В иврите я совершенства не достиг. Делаю много ошибок, мой словарный запас невелик, в чем честно признаюсь классу при знакомстве. И ученики снисходительны к этой моей проблеме. По моей просьбе, если они слышат или видят ошибку, то спокойно исправляют ее (кто-то из учеников подходит к доске и делает правку). Если же что-то пишу на иврите или перевожу на иврит, прошу кого-нибудь проверить и исправить. Часто моими редакторами выступали внуки, а теперь, когда они в армии, обращаюсь к коллегам по работе.
Сейчас много пишут о проблемах израильской школы. Я также включился в эти обсуждения. Есть такой сайт на русском языке Isramir. com, там и мои статьи о школе. В частности, статья «Как вырастить хорошего учителя?». У большинства израильских учителей, к сожалению, нет базового образования в той области, которую они представляют. Как известно, учитель математики в бывшей советской школе заканчивал физико-математический факультет педина или университета (стационарно или заочно). Он изучал основы многих областей математики, в том числе тех, что не представлены в школе. И он имел представление о математике как науке, видел связь между ее различными разделами, был знаком со многими методами, применяемыми в этой области знаний. Я отнюдь не идеализирую совет"скую школу — встречал немало учителей с высшим образованием, но с очень низким уровнем развития. Однако остаюсь в убеждении, что фундаментальная математическая подготовка, совершенно необходима для того, чтобы хорошо учить. Большинство же израильских учителей математики не имеют такого образования. И это неизбежно сказывается на их работе.

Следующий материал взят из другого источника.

PR #163, opened 2018-03-12
Option to disable time prefixing

odeke-em:
First part of https://github.com/tendermint/tendermint/issues/1096

A non-time prefixed logger can be created by passing in
an option
```go
lg := log.NewTMLogger(bufNoTimePrefix, log.OptionDisableTimePrefix)
```
while without that option, you'll have time prefixing
```go
lg := log.NewTMLogger(bufNoTimePrefix)
```

and added tests too.

### DIFF
--- a/log/tm_logger.go
+++ b/log/tm_logger.go
@@ -24,7 +24,7 @@ var _ Logger = (*tmLogger)(nil)
 // NewTMTermLogger returns a logger that encodes msg and keyvals to the Writer
 // using go-kit's log as an underlying logger and our custom formatter. Note
 // that underlying logger could be swapped with something else.
-func NewTMLogger(w io.Writer) Logger {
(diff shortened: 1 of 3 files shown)


melekes:
This is good, but I think we can improve it by abstracting the format https://github.com/tendermint/tendermint/issues/1096#issuecomment-357326560

xla:
This change in itself might not be all that useful as discussed in tendermint/tendermint#1096 and tendermint/tendermint#1212 should be part of a more directed effort to streamline logging.

Two other observations, it feels exceptional to have a single flag controlling a single field, instead of having a general way of determining what fields are part of a log line. And the way timestamps are prefixed breaks with the gains of structured logs, smells a bit like the 90s.

90s

odeke-em:
Roger that, thank you both for the input, I'll close this PR and defer to the consensus in those issues.

PR #164, opened 2018-03-14
Implement NewPrefixDB

jaekwon:
To fix the MultiStore.


db/mem_batch.go
```diff
@@ -35,16 +37,29 @@ func (mBatch *memBatch) Delete(key []byte) {
...
 	defer mtx.Unlock()
 
-	for _, op := range mBatch.ops {
-		switch op.opType {
-		case opTypeSet:
-			mBatch.db.SetNoLock(op.key, op.value)
-		case opTypeDelete:
-			mBatch.db.DeleteNoLock(op.key)
+	for i, op := range mBatch.ops {
+		if i < len(mBatch.ops) {
```
melekes: I don't understand how's i can be greater than `len(mBatch.ops)` if we're ranging over it

jaekwon: oops, you're right, I missed a -1 . I'll add a test.

PR #165, opened 2018-03-14
Fix flowrate test

jaekwon:
NOTE: PR is against jae/dbprefix, not develop.

I discovered this bug while running the test...


jaekwon:
Related: https://github.com/mxk/go-flowrate/issues/3

PR #168, opened 2018-03-18
common: remove {Left, Right}PadString

### LINKED ISSUE #134: common: please remove LeftPad* and RightPad* as they are unused, or at least replace them
These helpers seem unused throughout the entire organization and are somewhat expensive/less concise.

https://github.com/tendermint/tmlibs/blob/91b4b534ad78e442192c8175db92a06a51064064/common/string.go#L12-L28

can be converted into

```go
func RightPadString(s string, totalLength uint) string {
       return fmt.Sprintf("% *s", totalLength, s)
}

func LeftPadString(s string, totalLength uint) string {
       return fmt.Sprintf("% -*s", totalLength, s)
}
```

odeke-em:
Fixes #134

Those functions are unused in the whole Tendermint Github
organization plus they were unnecessariy verbose and could
have been concisely replaced with

```go
func RightPadString(s string, totalLength uint) string {
       return fmt.Sprintf("% *s", totalLength, s)
}

func LeftPadString(s string, totalLength uint) string {
       return fmt.Sprintf("% -*s", totalLength, s)
}
```

delete them anyways


melekes:
🥇 🏎 🍰

PR #170, opened 2018-03-18
common: NewBitArray never crashes on negatives

### LINKED ISSUE #169: common: NewBitArray should check for negatives and not just 0
Currently the code  in NewBitArray is trusting and assumes that rational and trusting users will use this code. However, Byzantine actors don't care, they'll send us negative lengths if they can and in deed, for example in https://github.com/tendermint/tendermint/issues/1322 they can.

https://github.com/tendermint/tmlibs/blob/1b9b5652a199ab0be2e781393fb275b66377309d/common/bit_array.go#L16-L25

If they pass in lengths <=-127, game over for us. Usually the verbal defence would be "just audit all the spots that use this code and ensure they don't pass in negatives" but I'll argue that this code could be made more secure just by changing:
`if bits == 0`
to
`if bits <= 0`

The following test should never crash
```go
func TestBitArrayCatchesNegative(t *testing.T) {
        bitList := []int{-127, -128}
        for _, bits := range bitList {
                _ = common.NewBitArray(bits)
        }
}
```

odeke-em:
Fixes #169
Fixes https://github.com/tendermint/tendermint/issues/1322

The previous code was very trusting assuming that
rational actors will use this code. However, Byzantine
actors don't care and in the case of the linked issue
negative lengths can be sent to this code unfettered
having been received from a peer.

This code is essentially just a sign change from
`==`
to
`<=`

and we've gutted out that attack by being more defensive.


melekes:
👍 nice find

odeke-em:
Thank you for the review and merge @melekes!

Далее. Мне кажется совершенно непродуманной организация процесса обучения в школе. В бывшей советской школе в обязанности директора и его заместителей входило систематическое посещение уроков и их анализ. Там, где руководство школы было достаточно квалифицированным, это дисциплинировало учителей, заставляло их серьезно готовиться к занятиям. На основании личного опыта скажу, что очень важна домашняя работа учителя, когда он продумывает будущий урок. Мой педагогический стаж перевалил за 50, но я, как и раньше, тщательно продумываю каждый урок. Здесь же визиты руководителей школы на урок учителя носят эпизодический характер. Учитель не контролируется на рабочем месте, не получает методической помощи. К сожалению, я достаточно часто видел, что учитель входит в класс, не подготовившись.
Вроде бы все рассказал. Разве вот еще что. Воспоминания, которые на меня нахлынули в процессе нашей переписки, натолкнули на мысль: что, если обратиться к одесситам с призывом вспомнить о своих наставниках? Я с радостью принял бы участие в этом проекте.
— Почему же только к одесситам — ко всем читателям можно обратиться с таким предложением. Однако это уже, как редактор решит...
Белла КЕРДМАН
ТАК ЗАКАНЧИВАЕТСЯ этот интернет-диалог в израильской газете. А нам, в свою очередь, хочется присоединиться к предложению Давида Натановича и обратиться к нашим читателям. Действительно, совместными усилиями мы можем создать интересную летопись о выдающихся педагогах нашего города (и области).